Tech Support > Microsoft Windows > Help and Support > Unable to request remote assistance
Unable to request remote assistance
Posted by paquette on December 30th, 2005


Since I reinstalled SP2 (critical updates installed) on my XP Pro
home-office machine from the full installation file I have no problem
accepting remote assistance calls from others. Tonight, however, I
wanted to show my daughter something on my machine and tried sending
her a remote assistance request to that end. She accepted the call and
the remote-assistance loader got as far as the "connecting to" message
but I never saw anything at my end. I am behind a NAT router by port
3389 is forwarded.

I have tried sending a remote assistance request from a laptop on the
same home LAN. It worked! Whatever it is, it is specific to my main
home-office machine and it has survived a complete reinstallation of
SP2 from the full installation file.

Does anyone have ANY ideas????

Posted by R. McCarty on December 30th, 2005


What if any software Firewalling do & your daughter use ? Did you
have her check the ticket and verify that a uPNP of WAN IP was
in the address and not a LAN Routed IP>


"paquette" <paquette@uwo.ca> wrote in message
news:1135978633.642274.55210@g49g2000cwa.googlegro ups.com...
> Since I reinstalled SP2 (critical updates installed) on my XP Pro
> home-office machine from the full installation file I have no problem
> accepting remote assistance calls from others. Tonight, however, I
> wanted to show my daughter something on my machine and tried sending
> her a remote assistance request to that end. She accepted the call and
> the remote-assistance loader got as far as the "connecting to" message
> but I never saw anything at my end. I am behind a NAT router by port
> 3389 is forwarded.
>
> I have tried sending a remote assistance request from a laptop on the
> same home LAN. It worked! Whatever it is, it is specific to my main
> home-office machine and it has survived a complete reinstallation of
> SP2 from the full installation file.
>
> Does anyone have ANY ideas????
>



Posted by paquette on December 30th, 2005


Thank you for your prompt response!

The only active Firewall is the one in the router with 3389 forwarded.

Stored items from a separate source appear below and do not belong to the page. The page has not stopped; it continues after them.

PR #454, opened 2022-12-06
feat: convert table name to quoted style

Rachelint:

Closes #

# Rationale for this change
For #442 .
Now we convert table name to quoted style to prevent `datafusion` from converting it to lowercase. 

All changes are in `sql/src/parser.rs`.
Main steps:
+ extract the table name from `select ast`.
+ convert it to quoted style.
+ rebuild the `select ast`.

Table name in ceresdb will be case-sensitive.

# How does this change test
Test by ut and integrated test.

### DIFF
--- a/sql/src/parser.rs
+++ b/sql/src/parser.rs
@@ -180,7 +180,6 @@ impl<'a> Parser<'a> {
                         self.parser.next_token();
                         self.parse_exists()
                     }
-                    // Keyword::Q
                     _ => {
                         // use the native parser
                         Ok(Statement::Standard(Box::new(maybe_normalize_table_name(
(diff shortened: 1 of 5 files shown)


sql/src/parser.rs
```diff
@@ -540,6 +543,130 @@ fn build_timestamp_key_constraint(col_defs: &[ColumnDef], constraints: &mut Vec<
...
+/// Add quotes in table name (for example: convert table to `table`).
+///
+/// It is used to process table name in `SELECT`, for preventing `datafusion`
+/// converting the table name to lowercase, because `CeresDB` only support
+/// case-sensitive in sql.
+// TODO: maybe other items(such as: alias, column name) need to be normalized,
+// too.
+pub fn maybe_normalize_table_name(statement: SqlStatement) -> SqlStatement {
+    let original_statement = statement.clone();
+    if let SqlStatement::Query(query) = statement {
```
ShiKaiWi, line 555: Maybe we can modify the statement directly to avoid verbose struct unwrapping.

Rachelint: > Maybe we can modify the statement directly to avoid verbose struct unwrapping.

Done.

ShiKaiWi (approved):
LGTM

PR #459, opened 2022-12-07
refactor: remove `enable_tsid_primary_key`

ShiKaiWi:

Closes #

# Rationale for this change
 Currently, the field in the schema `enable_tsid_primary_key` is useless. Let's remove it.

Remove `enable_tsid_primary_key` field in the schema.

This will lead to breaking change for that the field `enable_tsid_primary_key` is part of the format of stored schema.

# How does this change test
Existing tests.


jiacai2050 (approved):
LGTM

PR #460, opened 2022-12-07
feat: make rocksdb wal compatible with other distributed implementation

Rachelint:

Closes #

# Rationale for this change
Now, If you write log with a not default region id in key, you will be unable to recover it when you restart the database(use a rocksdb based wal). It make no sense, so we should adjust the recover process in rocksdb based wal.

Adjust the recover process in rocksdb based wal.

None.

# How does this change test
Test by ut.

### DIFF
--- a/wal/src/manager.rs
+++ b/wal/src/manager.rs
@@ -119,6 +119,9 @@ pub mod error {
 
         #[snafu(display("Failed to execute in runtime, err:{}", source))]
         RuntimeExec { source: common_util::runtime::Error },
+
+        #[snafu(display("Encountered Unknown error, msg:{}.\nBacktrace:\n{}", msg, backtrace))]
+        Unknown { msg: String, backtrace: Backtrace },
     }
 
     define_result!(Error);
--- a/wal/src/manager.rs
+++ b/wal/src/manager.rs
@@ -120,7 +120,7 @@ pub mod error {
         #[snafu(display("Failed to execute in runtime, err:{}", source))]
         RuntimeExec { source: common_util::runtime::Error },
 
-        #[snafu(display("Encountered Unknown error, msg:{}.\nBacktrace:\n{}", msg, backtrace))]
+        #[snafu(display("Encountered unknown error, msg:{}.\nBacktrace:\n{}", msg, backtrace))]
         Unknown { msg: String, backtrace: Backtrace },
     }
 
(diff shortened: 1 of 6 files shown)


wal/src/manager.rs
```diff
@@ -119,6 +119,9 @@ pub mod error {
 
         #[snafu(display("Failed to execute in runtime, err:{}", source))]
         RuntimeExec { source: common_util::runtime::Error },
+
+        #[snafu(display("Encountered Unknown error, msg:{}.\nBacktrace:\n{}", msg, backtrace))]
```
ShiKaiWi:
```suggestion
        #[snafu(display("Encounter unknown error, msg:{}.\nBacktrace:\n{}", msg, backtrace))]
```

wal/src/rocks_impl/manager.rs
```diff
@@ -270,40 +270,114 @@ impl RocksImpl {
...
         }
 
         Ok(())
     }
 
     fn find_table_seqs_from_table_log(
+        &self,
+        table_max_seqs: &mut HashMap<TableId, SequenceNumber>,
+    ) -> Result<()> {
+        self.find_table_seqs_from_table_log_by_region_id(table_max_seqs)
```
ShiKaiWi, line 283: How about avoiding defining the method `find_table_seqs_from_table_log_by_region_id` because it looks redundant.

wal/src/rocks_impl/manager.rs
```diff
@@ -270,40 +270,114 @@ impl RocksImpl {
...
+                break;
+            }
+
+            let log_key = self
+                .log_encoding
+                .decode_key(iter.key())
+                .map_err(|e| Box::new(e) as _)
+                .context(Decoding)?;
+
+            // Found a valid log key by `current_region_id`, search table sequences by table
```
ShiKaiWi, line 336: Actually, the log key may not belong to `current_region_id`, let's put the comment as:
```suggestion
            // The max valid log key in a region is found, search table sequences by table then.
```

wal/src/rocks_impl/manager.rs
```diff
@@ -315,22 +389,38 @@ impl RocksImpl {
...
+            debug!(
+                "RocksImpl has found log key by table id, log key:{:?}",
+                log_key
+            );
+
+            if log_key.region_id != region_id {
+                debug!("RocksImpl find table unit pairs stop scanning by table id, because has encountered next region id,
+                    searching table id:{}
+                    current region id:{},
+                    next region id:{}", current_table_id, region_id, log_key.region_id);
```
ShiKaiWi, line 413: The format for these ids seems weird, how about letting the `cargo fmt` take over the formatting work instead of the manual formatting.

ShiKaiWi (approved):
LGTM

PR #461, opened 2022-12-07
fix: kill ceresdb-server if run harness failed

ShiKaiWi:

Closes #

# Rationale for this change
 Currently, the `ceresdb-server` won't exit if the harness test fails.

Kill the `ceresdb-server` whether the harness test succeeds or not.

No confusion when running harness test locally.

# How does this change test
Test by manually.


Rachelint (approved):
LGTM

PR #462, opened 2022-12-07
chore: kill test server in drop

jiacai2050:

Closes #

# Rationale for this change
 
When a test cause panic, the test server will not exit.

No

# How does this change test

Test harness and this https://play.rust-lang.org/?version=stable&mode=debug&edition=2018&gist=ead33da929c60c86d4d5ce9730028bd2


ShiKaiWi:
#461 has fixed this. 😅

PR #465, opened 2022-12-08
fix: wrong path in the result from StoreWithPrefix

ShiKaiWi:

Closes #

# Rationale for this change
 The real path from the `StoreWithPrefix` contains the extra `prefix` which should be stripped.

- Remove the extra `prefix` from the result of `StoreWithPrefix`;

None.

# How does this change test
New tests.

### DIFF
--- a/components/object_store/src/prefix.rs
+++ b/components/object_store/src/prefix.rs
@@ -193,10 +193,172 @@ impl ObjectStore for StoreWithPrefix {
 mod tests {
     use std::sync::Arc;
 
+    use chrono::{DateTime, Utc};
+    use futures::stream;
     use tempfile::tempdir;
     use upstream::local::LocalFileSystem;
 
     use super::*;
+
+    #[derive(Debug, Clone)]
+    struct PathPrefixChecker {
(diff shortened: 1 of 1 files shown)


components/object_store/src/prefix.rs
```diff
@@ -130,11 +193,171 @@ impl ObjectStore for StoreWithPrefix {
...
+        let mock_store = Arc::new(mock_store);
+        let prefix_store = StoreWithPrefix::new(test_prefix.to_string(), mock_store).unwrap();
+
+        let test_filepath = Path::from("0/100");
+
+        let _ = prefix_store
+            .put(&test_filepath, Bytes::from_static(b"1111"))
+            .await;
+
+        let _ = prefix_store.get(&test_filepath).await;
```
jiacai2050, line 335: If you ignore those result, how can you ensure expected behavior?

ShiKaiWi: I have added some comments to explain this.

jiacai2050 (approved):
LGTM

PR #474, opened 2022-12-12
feat: scan row groups in one sst file parallelly

Rachelint:

Closes #

# Rationale for this change
 Now, the concurrent level while pulling sst data is on file level, we can enhance it to row group level.

# How does this change test
Test by ut.

### DIFF
--- a/analytic_engine/Cargo.toml
+++ b/analytic_engine/Cargo.toml
@@ -51,5 +51,5 @@ wal = { workspace = true }
 common_types = { workspace = true, features = ["test"] }
 common_util = { workspace = true, features = ["test"] }
 env_logger = { workspace = true }
+rand = { workspace = true }
 wal = { workspace = true, features = ["test"] }
-rand = "0.8.5"
--- a/analytic_engine/Cargo.toml
+++ b/analytic_engine/Cargo.toml
@@ -52,3 +52,4 @@ common_types = { workspace = true, features = ["test"] }
 common_util = { workspace = true, features = ["test"] }
 env_logger = { workspace = true }
 wal = { workspace = true, features = ["test"] }
+rand = "0.8.5"
--- a/analytic_engine/src/lib.rs
+++ b/analytic_engine/src/lib.rs
@@ -111,7 +111,7 @@ impl Default for Config {
             /// it.
             db_write_buffer_size: 0,
             scan_batch_size: 500,
-            sst_background_read_parallelism: 1,
+            sst_background_read_parallelism: 4,
             wal_storage: WalStorageConfig::RocksDB,
         }
     }
--- a/analytic_engine/src/lib.rs
+++ b/analytic_engine/src/lib.rs
@@ -111,7 +111,7 @@ impl Default for Config {
             /// it.
             db_write_buffer_size: 0,
             scan_batch_size: 500,
-            sst_background_read_parallelism: 4,
+            sst_background_read_parallelism: 8,
             wal_storage: WalStorageConfig::RocksDB,
         }
     }
--- a/analytic_engine/src/lib.rs
+++ b/analytic_engine/src/lib.rs
@@ -73,10 +73,13 @@ pub struct Config {
     pub space_write_buffer_size: usize,
     /// The maximum size of all Write Buffers across all spaces.
     pub db_write_buffer_size: usize,
-    // End of global write buffer options.
+    /// End of global write buffer options.
 
-    // Batch size for scan sst
+    // Iterator scanning options
+    /// Batch size for iterator
     pub scan_batch_size: usize,
+    /// Sst background reading parallelism
+    pub sst_background_read_parallelism: usize,
 
     /// Wal storage config
     ///
@@ -108,6 +111,7 @@ impl Default for Config {
             /// it.
             db_write_buffer_size: 0,
             scan_batch_size: 500,
+            sst_background_read_parallelism: 1,
             wal_storage: WalStorageConfig::RocksDB,
         }
     }
--- a/analytic_engine/src/sst/parquet/async_reader.rs
+++ b/analytic_engine/src/sst/parquet/async_reader.rs
@@ -20,7 +20,7 @@ use common_types::{
 use common_util::{runtime::Runtime, time::InstantExt};
 use datafusion::datasource::file_format;
 use futures::{future::BoxFuture, FutureExt, Stream, StreamExt, TryFutureExt};
-use log::{error, info};
+use log::{debug, error, info, warn};
 use object_store::{ObjectMeta, ObjectStoreRef, Path};
 use parquet::{
     arrow::{async_reader::AsyncFileReader, ParquetRecordBatchStreamBuilder, ProjectionMask},
@@ -59,11 +59,17 @@ pub struct Reader<'a> {
     /// Init those fields in `init_if_necessary`
     meta_data: Option<MetaData>,
     row_projector: Option<RowProjector>,
+
+    /// Options for `read_parallelly`
+    parallelism_options: ParallelismOptions,
 }
 
 impl<'a> Reader<'a> {
     pub fn new(path: &'a Path, storage: &'a ObjectStoreRef, options: &SstReaderOptions) -> Self {
         let batch_size = options.read_batch_row_num;
+        let parallelism_options =
+            ParallelismOptions::new(options.read_batch_row_num, options.num_rows_per_row_group);
+
         Self {
             path,
             storage,
@@ -73,6 +79,7 @@ impl<'a> Reader<'a> {
             batch_size,
             meta_data: None,
             row_projector: None,
+            parallelism_options,
         }
     }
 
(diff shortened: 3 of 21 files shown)


analytic_engine/src/sst/parquet/async_reader.rs
```diff
@@ -371,39 +434,36 @@ impl<'a> SstReader for Reader<'a> {
...
 
     fn poll_next(mut self: Pin<&mut Self>, cx: &mut Context<'_>) -> Poll<Option<Self::Item>> {
-        self.as_mut().rx.poll_recv(cx)
+        let cur_rx_idx = self.cur_rx_idx;
+        // `cur_rx_idx` is impossible to be out-of-range, because it is got by round
+        // robin.
+        let cur_rx = self.rx_group.get_mut(cur_rx_idx).unwrap();
+        let poll_result = cur_rx.poll_recv(cx);
+
+        match poll_result {
```
jiacai2050, line 460: Add comments why only advance idx in Ready

analytic_engine/src/sst/parquet/async_reader.rs
```diff
@@ -105,29 +142,54 @@ impl<'a> Reader<'a> {
...
-            "fetch_record_batch row_groups total:{}, after filter:{}",
+        info!(
+            "fetch_record_batch row_groups total:{}, after filter:{}, row_group_num_per_reader:{}",
             meta_data.parquet().num_row_groups(),
-            filtered_row_groups.len()
+            filtered_row_groups.len(),
+            read_parallelism,
         );
 
+        // TODO: now `batch_size` is equal to `num_rows_per_row_group`, other situations
```
jiacai2050, line 152: I  can't understand this TODO, what issue are you trying to solve?

jiacai2050 (changes requested):

analytic_engine/src/sst/parquet/async_reader.rs
Rachelint: Done.

analytic_engine/src/sst/parquet/async_reader.rs
Rachelint: Has written an new TODO.

analytic_engine/src/sst/parquet/async_reader.rs
```diff
@@ -371,39 +523,56 @@ impl<'a> SstReader for Reader<'a> {
...
+                "cur_rx_idx is impossible to be out-of-range, cur_rx_idx:{}, rx_group len:{}",
+                cur_rx_idx, rx_group_len
+            )
+        });
+        let poll_result = cur_rx.poll_recv(cx);
+
+        match poll_result {
+            Poll::Ready(result) => {
+                // If found `Poll::Pending`, we need to keep polling current rx
+                // util found `Poll::Ready` for ensuring the order of record batches,
```
jiacai2050, line 562: until

analytic_engine/src/sst/parquet/async_reader.rs
```diff
@@ -198,12 +297,65 @@ impl<'a> Reader<'a> {
     }
 }
 
-#[derive(Debug)]
+/// Options for `read_parallely` in [Reader]
+#[derive(Debug, Clone, Copy)]
+struct ParallelismOptions {
```
jiacai2050, line 302: How about this
```
enum ParallelismOptions {
  Disable,
  Enable(max_row_groups_in_batch)
}
```

analytic_engine/src/sst/parquet/async_reader.rs
```diff
@@ -453,9 +630,200 @@ impl<'a> SstReader for ThreadedReader<'a> {
...
+        // Get underlying sst readers and channels.
+        let sub_readers = self.inner.read_parallelly(self.read_parallelism).await?;
+        if sub_readers.is_empty() {
+            return Ok(Box::new(RecordBatchReceiver {
+                rx_group: Vec::new(),
+                cur_rx_idx: 0,
+            }) as _);
+        }
+
+        let read_parallelism = if self.read_parallelism >= sub_readers.len() {
```
jiacai2050, line 642: Isn't the same with 

```
let read_parallelism =  sub_readers.len()
```

analytic_engine/src/sst/parquet/async_reader.rs
Rachelint: I have removed `max_row_groups_in_batch` and revert the logic.
Because if we set the batch_size to integral multiple `num_rows_per_row_group`, a serious error will happen in the new logic due to the implementation of parquet reader.
So, we shouldn't support it now and should make it a todo.

analytic_engine/src/sst/parquet/async_reader.rs
```diff
@@ -92,42 +148,85 @@ impl<'a> Reader<'a> {
...
+            filtered_row_group_len,
+            max_row_groups_in_batch,
+            row_group_batches.len(),
+            read_parallelism,
         );
 
+        // Partition the batches by `read_parallelism`.
+        let read_parallelism = std::cmp::min(row_group_batches.len(), read_parallelism);
+        let chunks_num = read_parallelism;
+        let chunk_size = filtered_row_group_len / read_parallelism + 1;
```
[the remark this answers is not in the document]
Rachelint: Impossible, it has an assert in `read_parallelly`.

analytic_engine/Cargo.toml
```diff
@@ -52,3 +52,4 @@ common_types = { workspace = true, features = ["test"] }
 common_util = { workspace = true, features = ["test"] }
 env_logger = { workspace = true }
 wal = { workspace = true, features = ["test"] }
+rand = "0.8.5"
```
chunshao90, line 55: Useless.

chunshao90: rand = { workspace = true }

Rachelint: Done.

analytic_engine/src/sst/parquet/async_reader.rs
```diff
@@ -73,9 +79,54 @@ impl<'a> Reader<'a> {
             batch_size,
             meta_data: None,
             row_projector: None,
+            parallelism_options,
         }
     }
 
+    async fn read_parallelly(
```
jiacai2050, line 86: How about name this:
```
try_parallel_read
```

analytic_engine/src/sst/parquet/async_reader.rs
```diff
@@ -198,12 +288,47 @@ impl<'a> Reader<'a> {
...
 }
 
-#[derive(Debug)]
+/// Options for `read_parallely` in [Reader]
+#[derive(Debug, Clone, Copy)]
+struct ParallelismOptions {
+    /// Whether allow parallelly reading.
+    ///
+    /// NOTICE: now we only allow `read_parallelly` when
+    /// `read_batch_row_num` % `num_rows_per_row_group` == 0
```
jiacai2050, line 297: This comments is not consistent with code below
```
if read_batch_row_num != num_rows_per_row_group
```

analytic_engine/src/sst/parquet/async_reader.rs
```diff
@@ -419,28 +561,36 @@ pub struct ThreadedReader<'a> {
...
         Self {
             inner: reader,
             runtime,
             channel_cap: DEFAULT_CHANNEL_CAP,
+            read_parallelism,
         }
     }
 
-    async fn read_record_batches(&mut self, tx: Sender<Result<RecordBatchWithKey>>) -> Result<()> {
-        let mut stream = self.inner.read().await?;
```
jiacai2050, line 434: Better to add some comments to inner read is not used now. such as

```
This method is not used in favor of `try_read_parallel`
```

analytic_engine/src/sst/parquet/async_reader.rs
```diff
@@ -56,14 +56,20 @@ pub struct Reader<'a> {
     predicate: PredicateRef,
     batch_size: usize,
 
-    /// init those fields in `init_if_necessary`
+    /// Init those fields in `init_if_necessary`
     meta_data: Option<MetaData>,
     row_projector: Option<RowProjector>,
+
+    /// Options for `read_parallelly`
+    parallelism_options: ParallelismOptions,
```
jiacai2050, line 64: This fields is unnecessary  for `Reader`, it's only used in `read_parallel`, we can just a argument there.

analytic_engine/src/sst/parquet/async_reader.rs
chunshao90: Why modify `read_parallelly` to `try_parallel_read`? The return value is `Result` cannot decide to use the `try` prefix.

analytic_engine/src/sst/parquet/async_reader.rs
Rachelint: Maybe it is suitable to place it here?
+ `Reader` has the parallel read ability(by `read_parallelly`).
+ caller can pass `read_parallelism` as a suggest parallelism.
+ `Reader` check the suggest parallelism according to its `ParallelismOptions` generated in `new`.

But the name `ParallelismOptions` may be not a good name to express this?

analytic_engine/src/sst/parquet/async_reader.rs
Rachelint: How about `suggest_to_read_parallelly`? 
Try prefix seems to emphasize the `Result` returned value?

analytic_engine/src/lib.rs
```diff
@@ -108,6 +111,7 @@ impl Default for Config {
             /// it.
             db_write_buffer_size: 0,
             scan_batch_size: 500,
+            sst_background_read_parallelism: 4,
```
jiacai2050, line 114: default to 8

jiacai2050 (approved):
LGTM

PR #475, opened 2022-12-12
chore: bump oss sdk

ZuLiangWang:

Closes #

# Rationale for this change
Upgrade oss client to the latest version.

* Update oss client and adapt to the new configuration.
* Add update log level return value.

None.

# How does this change test

### DIFF
--- a/analytic_engine/src/storage_options.rs
+++ b/analytic_engine/src/storage_options.rs
@@ -1,5 +1,7 @@
 // Copyright 2022 CeresDB Project Authors. Licensed under Apache-2.0.
 
+use std::time::Duration;
+
 use common_util::config::{ReadableDuration, ReadableSize};
 use serde::Deserialize;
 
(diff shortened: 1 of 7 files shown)


server/src/http.rs
```diff
@@ -252,7 +252,7 @@ impl<Q: QueryExecutor + 'static> Service<Q> {
                         .set_level_by_str(log_level.as_str())
                         .map_err(|e| Error::HandleUpdateLogLevel { msg: e });
                     match result {
-                        Ok(()) => Ok(reply::reply()),
+                        Ok(()) => Ok(reply::json(&"ok")),
```
jiacai2050, line 255: Return `log_level`

analytic_engine/src/storage_options.rs
```diff
@@ -54,4 +54,6 @@ pub struct AliyunOptions {
     pub endpoint: String,
     pub bucket: String,
     pub prefix: String,
+    pub pool_max_idle_per_host: usize,
```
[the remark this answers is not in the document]
jiacai2050: This default to 0 now, which is not what we want.
```
    #[serde(default = 1024)]
```
- https://serde.rs/attr-default.html

jiacai2050 (changes requested):

analytic_engine/src/storage_options.rs
```diff
@@ -54,4 +54,8 @@ pub struct AliyunOptions {
     pub endpoint: String,
     pub bucket: String,
     pub prefix: String,
+    #[serde(default)]
+    pub pool_max_idle_per_host: usize,
+    #[serde(default)]
+    pub timeout: ReadableDuration,
```
jiacai2050, line 60: Same with before.

jiacai2050 (approved):
LGTM

PR #1313, opened 2023-11-17
feat: support split wal logs in table kv

ShiKaiWi:
## Rationale
The wal based on table kv requires the log's size must be in valid range, but current log split is done by split the write request in the analytic engine, which is above the wal, and this is unnatural because the real size of the logs may still exceeds the limit even if the splitted write request don't.

## Detailed Changes
- Support log split in the table kv implementation
- Remove the request split in the analytic write procedure

## Test Plan
Should pass all the ci, and the compatiblity test should be taken manually.


jiacai2050:
@ShiKaiWi I guess we don't need this feature any more?

PR #1314, opened 2023-11-21
chore: ignore seq check for DoNothing wal

jiacai2050:
## Rationale
Currently DoNothing wal will incur too many logs 

## Test Plan
Manually


Rachelint (approved):
LGTM

PR #1134, opened 2023-08-05
chore: add apache license checker

tanruixiang:
## Rationale
see title

## Detailed Changes
Remove old license script and use `hawkeye` to check license in CI.

PR #1322, opened 2023-11-29
fix: the license year was changed incorrectly due to pr #1134

tanruixiang:
## Rationale
Due to a previous [pr](https://github.com/CeresDB/horaedb/pull/1134), the year of license was changed incorrectly from 2022 to 2023, which will be corrected back to 2022 here.

## Detailed Changes
change license `2023` back to `2022`

## Test Plan
ut.

### DIFF
--- a/.github/ISSUE_TEMPLATE/bug_report.yml
+++ b/.github/ISSUE_TEMPLATE/bug_report.yml
@@ -1,4 +1,4 @@
-# Copyright 2023 The HoraeDB Authors
+# Copyright 2022 The HoraeDB Authors
 #
 # Licensed under the Apache License, Version 2.0 (the "License");
 # you may not use this file except in compliance with the License.
--- a/.github/ISSUE_TEMPLATE/config.yml
+++ b/.github/ISSUE_TEMPLATE/config.yml
@@ -1,4 +1,4 @@
-# Copyright 2023 The HoraeDB Authors
+# Copyright 2022 The HoraeDB Authors
 #
 # Licensed under the Apache License, Version 2.0 (the "License");
 # you may not use this file except in compliance with the License.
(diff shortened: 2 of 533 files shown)


jiacai2050:
I check other popular apache projects, I find there is no year in their file header, maybe we can follow this?

- https://github.com/apache/echarts/blob/master/src/echarts.all.ts
- https://github.com/apache/arrow-datafusion/blob/main/rustfmt.toml

tisonkun:
@jiacai2050 that's what happens when we transfer to the ASF domain.

See https://github.com/apache/skywalking/issues/10223#issuecomment-1369393730 for more details.

jiacai2050:
Aha, it's tedious to include year in each file.

@tanruixiang Please remove year section in file header, skywalking also follow this style.
- https://github.com/apache/skywalking/blob/master/.asf.yaml

tanruixiang:
@tisonkun Does HawkEye's format support configurations without properties? when I remove the properties it comes up `// Copyright ${inceptionYear} ${copyrightOwner}`

tanruixiang:
> Aha, it's tedious to include year in each file.
> 
> @tanruixiang Please remove year section in file header, skywalking also follow this style.
> 
> * https://github.com/apache/skywalking/blob/master/.asf.yaml

This should only be done once we're in the ASF, as its protocols include `Licensed to the Apache Software Foundation (ASF)`.Do we need to remove the year's information now? @jiacai2050 @tisonkun

tisonkun:
> Do we need to remove the year's information now

No.

tanruixiang:
No fixes will be made at this stage

tisonkun:
> Does HawkEye's format support configurations without properties

Yes. You can even use `inlineHeader ` and configure any header template with TOML's multiline string.

PR #1330, opened 2023-12-02
chore: rename binary to horaedb-server and more

tisonkun:
This refers to https://github.com/CeresDB/horaedb/issues/1319.


tanruixiang (approved):
LGTM

jiacai2050 (approved):
LGTM

jiacai2050:
Since this PR update default schema and etcd root path,  we need votes from others before merge. @ShiKaiWi

jiacai2050:
We have only one catalog in our codebase now, so change its value is not a breaking changes.

The only breaking change is default etcd root path, root path itself support config, but we change its default value here, so for migration, we need add following lines to config to make it backward-compatible, which is a small changes for me.
```
[cluster_deployment.etcd_client]
server_addrs = ['127.0.0.1:2379']
root_path = "/ceresdb"
```

tisonkun:
> we change its default value here, so for migration, we need add following lines to config to make it backward-compatible

+1 "redundant" confg entries is the way to migration.

PR #1336, opened 2023-12-04
chore(license): rename `license-header.txt`'s CeresDB to HoraeDB

caicancai:
## Rationale
Related  https://github.com/CeresDB/horaedb/issues/1319

## Detailed Changes
update `license-header.txt`'s org

## Test Plan
UT.

### DIFF
--- a/scripts/license-header.txt
+++ b/scripts/license-header.txt
@@ -1,4 +1,4 @@
-Copyright 2023 The CeresDB Authors
+Copyright 2023 The HoraeDB Authors
 
 Licensed under the Apache License, Version 2.0 (the "License");
 you may not use this file except in compliance with the License.


scripts/license-header.txt
```diff
@@ -10,4 +10,4 @@ Unless required by applicable law or agreed to in writing, software
 distributed under the License is distributed on an "AS IS" BASIS,
 WITHOUT WARRANTIES OR CONDITIONS OF ANY KIND, either express or implied.
 See the License for the specific language governing permissions and
-limitations under the License.
\ No newline at end of file
+limitations under the License.
```
tanruixiang, line 13: That's weired, it could be a github display error.

tanruixiang (approved):
LGTM. thanks for your contribution.

tanruixiang:
> Do we still use this file? I wonder if we can just remove it.

This is supposed to be used with a git hook, which some people may think use docker  HawkEye is too heavy.
https://github.com/CeresDB/horaedb/blob/034ac75444c90e9c4317e0a032b9ee9636bd3a77/.pre-commit-config.yaml#L14

tisonkun:
If we can use precommit to format license header, maybe we don't need HawkEye but just keep one tool. However, it may not desire time to investigate XD

tanruixiang:
> If we can use precommit to format license header, maybe we don't need HawkEye but just keep one tool. However, it may not desire time to investigate XD

Yes, we can check in CI using the same way as precommit.🤣

tisonkun:
Or use shell command to replace precommit hooks since I don't find how the hooks can configure ..

tanruixiang:
> Or use shell command in precommit hooks to replace the `insert-license` hook since I don't find how the hooks can configure ..

create a [issue](https://github.com/CeresDB/horaedb/issues/1339). This hook's repo is https://github.com/Lucas-C/pre-commit-hooks, maybe you mean https://github.com/Lucas-C/pre-commit-hooks#handy-shell-functions?

PR #1344, opened 2023-12-05
chore: update create table integration test result

ZuLiangWang:
## Rationale
Because the logic related to create table has been reconstructed in `horaemeta` https://github.com/CeresDB/horaemeta/pull/286, the results returned when reporting errors during create table have changed. Therefore, we need to correct the results of table creation in the integration test.

## Detailed Changes
* Update create table result in integration test.

## Test Plan
No need.


jiacai2050 (approved):
LGTM

Issue #1339, opened 2023-12-04
Local and CI license checking and formatting use the same tools.


tanruixiang:
### Describe This Problem

Now Ci  uses HawkEye to check license, but precommit use https://github.com/Lucas-C/pre-commit-hooks to format license.

can refer to the discussion in https://github.com/CeresDB/horaedb/pull/1336

### Proposal

Local and CI license checking and formatting use the same tools.

tanruixiang:
> @tanruixiang I would love to work on this!

@ananta  Thank you for your attention. Feel free to do that. Have fun! Note that dicussion in https://github.com/CeresDB/horaedb/pull/1336 is important information.

PR #1348, opened 2023-12-06
chore: unify license header checks

tisonkun:
This closes https://github.com/CeresDB/horaedb/issues/1339.

@ananta I found your comment later this patch was made, you can join in the review instead >_<


ananta:
> This closes #1339.
> 
> @ananta I found your comment later this patch was made, you can join in the review instead >_<

Hehe you're good 😄 . Thanks for the contribution! 🚀

tanruixiang:
Make sense to me. The original way also will format. @ShiKaiWi @jiacai2050 Should be using git hooks a lot. Do you accept this dependency on docker?

tisonkun:
> The original way also will format

Then we can change `check` to `format`.

jiacai2050:
I don't like this change very much...
1. This hook will be invoked on every commit, run docker is more heavier than a simple python script.
2. docker has poor performance on mac, and user may don't even have docker installed at all.

So I suggest we adopt a simple way to do this task.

uPNP is enabled on the router. What "ticket" are you referring to?

Posted by R. McCarty on December 30th, 2005


On the recipients end, the RA Assistance file itself. It is a "Flat"
text file which can be opened with Notepad or Wordpad. In it
will be the RA Source PC's IP Address. If uPNP is enabled, it
will translate the LAN (Router IP) to it's outside WAN (Internet)
address. If the recipient gets a non-translated IP, such as one
like 192.168.2.2 the ticket cannot be resolved as the IP will not
be found. In that case you need to inform the person using the
ticket what your WAN IP Is and modify the ticket accordingly.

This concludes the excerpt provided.